Here is a listing. Write it out again without a single difference.

- **Task material**
• • •

PR #706, opened 2024-01-10
Closes #705: Add a function to enable overriding document IDs

### LINKED ISSUE #705: Support setting the Doc id when the application starts
Today, Design compose supports switching between the doc Ids at runtime using the design switcher tool when the Live updates are enabled.

But there is NO support to change the default ID when the application starts. For example, say we have 2 doc ids abc and xyz what is needed is that when we launch target gcar_x86_64 it picks up abc and when we launch target gcar_dd_x86_64 it picks xyz

Since the runtime support for changing the docId is already there on Design Compose side if we have an API to set the docId at the start of application maybe in onStart that would suffice this design request. Or if its possible to assign a non-static variable in the annotation @DesignDoc(id = variable)

Created from https://buganizer.corp.google.com/issues/319161864

rylin8:
Add a function DesignDocOverride(id) that can be used to override the document ID used by any child/descendent generated DesignCompose functions. DesignDocOverride internally just uses a CompositionLocalProvider to provide the document ID, which is checked and used in the DesignDocInternal function.

Add a HelloBye example that uses this function to change the document ID.


timothyfroehlich (commented):
To the extent that this unblocks a partner, this looks fine, however we are opening ourselves up to a lot of problems. Use of the function will break apps that use multiple root documents, introducing a bug that users will be unable to root cause or fix themselves. The function isn't documented in our main documentation either.

IMO there should be strong language related to the fuction in the comments to discurage use. I think the [@Discouraged](https://developer.android.com/reference/androidx/annotation/Discouraged) annotaiton should be applied to it.

designcompose/src/main/java/com/android/designcompose/DesignView.kt
```diff
@@ -778,6 +778,16 @@ internal val LocalDesignIsRootContext = compositionLocalOf { DesignIsRoot(true)
 // Current customization context that contains all customizations passed through from any ancestor
 val LocalCustomizationContext = compositionLocalOf { CustomizationContext() }
 
+// Current document override ID that can be used to override the document ID specified from the
+// @DesignDoc annotation
+internal val LocalDocOverrideContext = compositionLocalOf { String() }
+
+// Public function to set the document override ID
+@Composable
```
timothyfroehlich, line 786: Add the Discouraged annotation:
https://developer.android.com/reference/androidx/annotation/Discouraged

iamralpht:
I agree it would be good to comment the limitations and annotate the API appropriately, as Tim suggests.

designcompose/src/main/java/com/android/designcompose/DesignView.kt
rylin8: Done

timothyfroehlich (approved):
LGTM

timothyfroehlich (approved):
LGTM

iamralpht (approved):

• • •

- **Answer for the task**
PR #706, opened 2024-01-10
Closes #705: Add a function to enable overriding document IDs

### LINKED ISSUE #705: Support setting the Doc id when the application starts
Today, Design compose supports switching between the doc Ids at runtime using the design switcher tool when the Live updates are enabled.

But there is NO support to change the default ID when the application starts. For example, say we have 2 doc ids abc and xyz what is needed is that when we launch target gcar_x86_64 it picks up abc and when we launch target gcar_dd_x86_64 it picks xyz

Since the runtime support for changing the docId is already there on Design Compose side if we have an API to set the docId at the start of application maybe in onStart that would suffice this design request. Or if its possible to assign a non-static variable in the annotation @DesignDoc(id = variable)

Created from https://buganizer.corp.google.com/issues/319161864

rylin8:
Add a function DesignDocOverride(id) that can be used to override the document ID used by any child/descendent generated DesignCompose functions. DesignDocOverride internally just uses a CompositionLocalProvider to provide the document ID, which is checked and used in the DesignDocInternal function.

Add a HelloBye example that uses this function to change the document ID.


timothyfroehlich (commented):
To the extent that this unblocks a partner, this looks fine, however we are opening ourselves up to a lot of problems. Use of the function will break apps that use multiple root documents, introducing a bug that users will be unable to root cause or fix themselves. The function isn't documented in our main documentation either.

IMO there should be strong language related to the fuction in the comments to discurage use. I think the [@Discouraged](https://developer.android.com/reference/androidx/annotation/Discouraged) annotaiton should be applied to it.

designcompose/src/main/java/com/android/designcompose/DesignView.kt
```diff
@@ -778,6 +778,16 @@ internal val LocalDesignIsRootContext = compositionLocalOf { DesignIsRoot(true)
 // Current customization context that contains all customizations passed through from any ancestor
 val LocalCustomizationContext = compositionLocalOf { CustomizationContext() }
 
+// Current document override ID that can be used to override the document ID specified from the
+// @DesignDoc annotation
+internal val LocalDocOverrideContext = compositionLocalOf { String() }
+
+// Public function to set the document override ID
+@Composable
```
timothyfroehlich, line 786: Add the Discouraged annotation:
https://developer.android.com/reference/androidx/annotation/Discouraged

iamralpht:
I agree it would be good to comment the limitations and annotate the API appropriately, as Tim suggests.

designcompose/src/main/java/com/android/designcompose/DesignView.kt
rylin8: Done

timothyfroehlich (approved):
LGTM

timothyfroehlich (approved):
LGTM

iamralpht (approved):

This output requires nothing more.